Re: [stella] 2600 adaptor for the coleco...

Subject: Re: [stella] 2600 adaptor for the coleco...
From: Paul Hart <hart@xxxxxxxxxxx>
Date: Sun, 28 Feb 1999 21:26:45 -0700 (MST)
On Sun, 28 Feb 1999, Ruffin Bailey wrote:

> I'd been wondering recently (in a question that blends the two currently 
> running threads), what kinds of copyright problems/considerations Coleco 
> ran into when it made the adapter.  I think this has either been 
> discussed on this list or rgvc, but I don't remember the final word.

The Colecovision FAQ at http://www.classicgaming.com/colecofaq/ has a
quote from Fortune Magazine in 1983 saying that Atari did indeed sue
Coleco for $850 million over the adapter, charging patent infringement. 
According to the FAQ, Coleco won the lawsuit and aside from the
Colecovision adapter, this also led to the Gemini clone systems by Coleco. 

> From what I remember, someone said that the whole 2600 was pretty much 
> made with off-the-shelf components excepting the TIA.  Is this an 
> accurate summation?

Is the RIOT an off-the-shelf component?  It was my understanding that
Coleco did indeed have to reverse engineer the TIA (which would explain
why they had achieved a high but not perfect level of compatibility).  I
don't recall where I read that, though.  My Colecovision and Atari adapter
have worked fine for all the games I have tried, but apparently there are
some that don't work.

> And finally, if everything but the TIA is "off-the-shelf", does Hasbro
> have any sort of claim over 2600 emulators in the sense that Sony
> asserts they have over Connectix's Virtual Game Station or Nintendo
> asserts they have over UltraHLE or whatever that emu's name is? 
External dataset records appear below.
PR #4311, opened 2026-07-14
feat(claude): add global claude-cloak-mode config (auto/always/never)

antonichoudhuri:
## Problem

Claude cloaking is decided per-request by `ShouldCloak`. In the default `auto` mode it **skips cloaking for any client whose `User-Agent` starts with `claude-cli`** (assumed to be a genuine Claude Code client). Today the only *global* control is `disable-claude-cloak-mode`, which forces `"never"` — there is **no global way to force `"always"`**.

That's a footgun for the common deployment where the proxy only ever fronts **non-Claude-Code apps**: if such an app sends a `claude-cli` User-Agent (e.g. because it was told that impersonating Claude Code helps), the proxy skips cloaking and forwards a half-formed Claude identity. Anthropic's **premium tier (Sonnet/Opus) then rejects it with `429 rate_limit_error`, while Haiku (cloak-exempt) keeps working** — so the failure is easy to misdiagnose as a rate limit until a strong model is used.

The only current remedy is a **per-credential** `cloak_mode`, which for OAuth lives inside each token JSON and is **regenerated (lost) on re-login** — so it can't be pinned in version-controlled config.

## Change

Add a global **`claude-cloak-mode: "auto" | "always" | "never"`** that sets the default cloak mode for every Claude credential, still overridable per-credential (per `claude-api-key` `cloak.mode` or per-OAuth `cloak_mode`) exactly as before.

- Precedence (low → high): built-in `auto` → **`claude-cloak-mode` global default** → `disable-claude-cloak-mode` (still forces `never`, kept for backward compat and wins if set) → per-credential → per-`claude-api-key`.
- `claude-cloak-mode: "always"` makes cloaking independent of the client User-Agent, closing the footgun in one place, in config that survives re-login.
- Fully backward compatible: default (empty) preserves today's `auto` behavior; `disable-claude-cloak-mode` is unchanged.

## Files
- `internal/config/config.go` — new `ClaudeCloakMode string` field (`yaml:"claude-cloak-mode"`).
- `internal/runtime/executor/claude_executor.go` — apply it as the global default in the cloak-mode precedence block.
- `config.example.yaml` — document the new knob.
- `internal/runtime/executor/claude_executor_test.go` — `TestApplyCloaking_GlobalAlwaysModeCloaksClaudeCliClient`: verifies `always` cloaks a `claude-cli` client that `auto` skips.

## Verification
- `gofmt` clean; `go build ./cmd/server` OK.
- `go test ./internal/runtime/executor/ ./internal/config/` passes (incl. the new test).

### DIFF
--- a/config.example.yaml
+++ b/config.example.yaml
@@ -134,11 +134,23 @@ save-cooldown-status: false
 # Set to 0 to keep the legacy 60-second cooldown; set to -1 to disable transient error cooldowns.
 transient-error-cooldown-seconds: 0
 
-# When true, globally disable Claude request cloaking (the Claude Code CLI disguise and
-# system prompt replacement), so the original system prompt is passed through to Claude as-is.
-# Individual credentials can still override this: a claude-api-key entry via its "cloak.mode",
-# or a Claude OAuth/token file via a "cloak_mode" value. Default false keeps the per-client
-# "auto" behavior (cloak only non-Claude-Code clients).
+# Global default Claude cloak mode: "auto" (default), "always", or "never".
+# Cloaking is the Claude Code CLI disguise (device fingerprint + fake user id +
+# system prompt replacement). "auto" cloaks only clients whose User-Agent is not
+# Claude Code; "always" cloaks every request regardless of client; "never" disables
+# it. Set "always" when this proxy only ever fronts non-Claude-Code apps: it stops a
+# stray "claude-cli" User-Agent from disabling cloaking (which makes Anthropic reject
+# premium models with 429 while Haiku still works). Individual credentials can still
+# override this via a claude-api-key "cloak.mode" or a Claude OAuth/token file
+# "cloak_mode" value. Empty keeps "auto".
+claude-cloak-mode: "auto"
+
+# When true, globally disable Claude request cloaking (equivalent to
+# claude-cloak-mode: "never"; kept for backward compatibility and takes precedence
+# over claude-cloak-mode when true), so the original system prompt is passed through
+# to Claude as-is. Individual credentials can still override this: a claude-api-key
+# entry via its "cloak.mode", or a Claude OAuth/token file via a "cloak_mode" value.
+# Default false keeps the per-client "auto" behavior (cloak only non-Claude-Code clients).
 disable-claude-cloak-mode: false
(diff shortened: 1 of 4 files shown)


nimser:
Adding a data point in favour of this. The need for it grew with v7.3.17, and the implementation needs a rebase to account for it.

#6096 (released in v7.3.17) added a direct Anthropic Messages passthrough. For a Claude-format request to an Anthropic upstream that uses an OAuth credential, cloaking is now skipped unless the credential has an explicit cloak configuration ([`claude_executor_cloaking.go#L1432`](https://github.com/router-for-me/CLIProxyAPI/blob/v7.3.17/internal/runtime/executor/claude_executor_cloaking.go#L1432)). The header path does the same ([`claude_executor_request.go#L1096`](https://github.com/router-for-me/CLIProxyAPI/blob/v7.3.17/internal/runtime/executor/claude_executor_request.go#L1096)), and so do the cache and billing paths in `execute`/`stream`. As a result, clients like Pi calling `/v1/messages` directly lost cloaking on upgrade, and Anthropic now rejects their Opus requests with a generic 429. Details are in #6120.

Two consequences for this PR:

1. **The use case is now common rather than a corner case.** Every direct-Messages client on an OAuth credential needs an explicit opt-in, and today the only opt-in is a `cloak_mode` in each credential file. Re-login to the same account keeps that field, since `saveTokenRecord` merges existing metadata. A newly added account starts without it. We work around this with a sidecar that PATCHes `cloak_mode: "always"` onto new Claude credentials through `/v0/management/auth-files/fields`. That leaves a window before each new credential is patched, which a config default would close.
2. **A global mode must count as "configured".** In v7.3.17, `resolveClaudeWirePolicy` computes `CloakConfigured` only from the `claude-api-key` cloak block and per-credential attributes. If `claude-cloak-mode` only changes `cloakMode`, the passthrough check still sees `!CloakConfigured` and disables cloaking. So `always` would do nothing on the path where it is most needed. An explicit global value (at least `always`) should set `CloakConfigured`, while the empty default keeps #6096's passthrough. With the precedence already described here, per-credential and per-key settings still win.

Happy to test a rebased version against a live setup.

This fuss over UltraHLE (a new freeware Nintendo 64 emulator for PCs) is
kind of interesting.  The IDSA (the computer gaming industry's attack dog) 
has said: 

    "While some emulators are made by hobbyist programmers, that does not
    mean that they are legal. If the sole purpose of an emulator is to
    allow the playing of a console game on a PC, and the owner of the
    copyrights in that console game has not authorized the performance,
    display, or derivative work created when a console game is played on a
    PC, then the creation and use of that emulator constitutes a
    contributory infringement of the copyrights in the console game."
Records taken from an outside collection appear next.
Issue #3361, opened 2026-05-12
Fix Claude Responses tool_search and namespace tool round-trip


ultrano:
﻿## Summary

Claude models behind the OpenAI Responses compatibility layer need a complete tool-use round trip for Responses `tool_search`, discovered tools, and namespace tools.

This issue tracks the request/response conversion behavior needed for Claude to discover tools, call `tool_search`, replay `tool_search_output`, activate discovered tools, and preserve namespace metadata across turns.

## Symptoms

- Claude can fail to see or call `tool_search` as a first-class Responses tool.
- Claude `tool_use` events can be converted back as plain `function_call` items when they should become `tool_search_call`.
- Tool search results from previous Responses input may not be replayed into the next Claude request, so discovered tools are unavailable in follow-up turns.
- Namespace tools can lose their namespace on history replay or response conversion.
- Plain tool names can incorrectly fall back to namespace matches when both forms are present.

## Desired behavior

- Responses `tool_search` is exposed to Claude with a deterministic Claude-compatible tool name.
- Claude `tool_use` for tool search is restored as Responses `tool_search_call` with stable `call_id` and JSON arguments.
- Previous `tool_search_output` entries are replayed into Claude request context.
- Tools discovered by `tool_search` can be activated in later turns.
- Namespace tool calls preserve `namespace` and function `name` across request history and response output.
- Plain tools win over namespace fallback when there is a name collision.

## Likely implementation area

- `internal/translator/claude/openai/responses/claude_openai-responses_request.go`
- `internal/translator/claude/openai/responses/claude_openai-responses_response.go`

## Validation ideas

- Unit tests for converting Responses `tool_search` into Claude tool definitions.
- Unit tests for restoring Claude `tool_use` into `tool_search_call`.
- Unit tests for replaying `tool_search_output` into later Claude turns.
- Unit tests for namespace tools, discovered namespace tools, and plain-name collision cases.
- End-to-end check with a Claude model using `tool_search`, then calling a discovered connector/tool in a later step.

shenshuoyaoyouguang:
追加一个更具体的复现场景，来自本地 `main` 上对当前转换代码的检查。

## 新症状

通过 Claude 模型走 OpenAI Responses 兼容层时，模型会调用 `ToolSearch`，但参数是 `{}` 或没有 `query`，下游工具执行报：

```text
InputValidationError: The required parameter "query" is missing
```

[...]

PR #4322, opened 2026-07-15
fix(translator): preserve deferred tool references

camjac251:
## Summary

- translate valid deferred-definition discoveries into native request-history items
- emit the matching client discovery declaration and preserve forced-choice behavior
- retain loaded schemas and residual text or images across later calls
- fall back atomically to eager definitions for incomplete, errored, out-of-order, duplicated, colliding, orphaned, or malformed histories
- keep server-provided search definitions on the eager compatibility path

## Why

Source histories can represent a definition discovery as references instead of repeating the full schemas. Dropping those references leaves later calls without a definition loaded earlier in the conversation.

Native history translation also has to agree with the declarations sent in the same request. Selecting it for only part of a history can omit callable definitions or create invalid call/output pairs. The translator now enables native discovery only when the client declaration and every discovery pair are complete and unambiguous. Otherwise, it preserves the ordinary history and advertises all definitions eagerly.

## Test plan

- [x] `go test ./internal/translator/... -count=1`
- [x] `go build -buildvcs=false -o /tmp/translated-history-server ./cmd/server`
- [x] `git diff --check`
- [x] staged secret scan

### DIFF
--- a/internal/translator/codex/claude/codex_claude_request.go
+++ b/internal/translator/codex/claude/codex_claude_request.go
@@ -45,6 +45,8 @@ func ConvertClaudeRequestToCodex(modelName string, inputRawJSON []byte, _ bool) 
 
 	rootResult := gjson.ParseBytes(rawJSON)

    (see http://www.idsa.com/faq.html)

Bahh, that particular interpretation of copyright law is a stretch, in my
opinion, but that's what they're claiming.  By this interpretation,
stella, z26, and PCAE are also illegal, which makes all of us brazen
criminals.

Arr, matey!  Shiver me timbers!  :-)

Paul Hart

--
Paul Robert Hart        ><8>  ><8>  ><8>        Verio Web Hosting, Inc.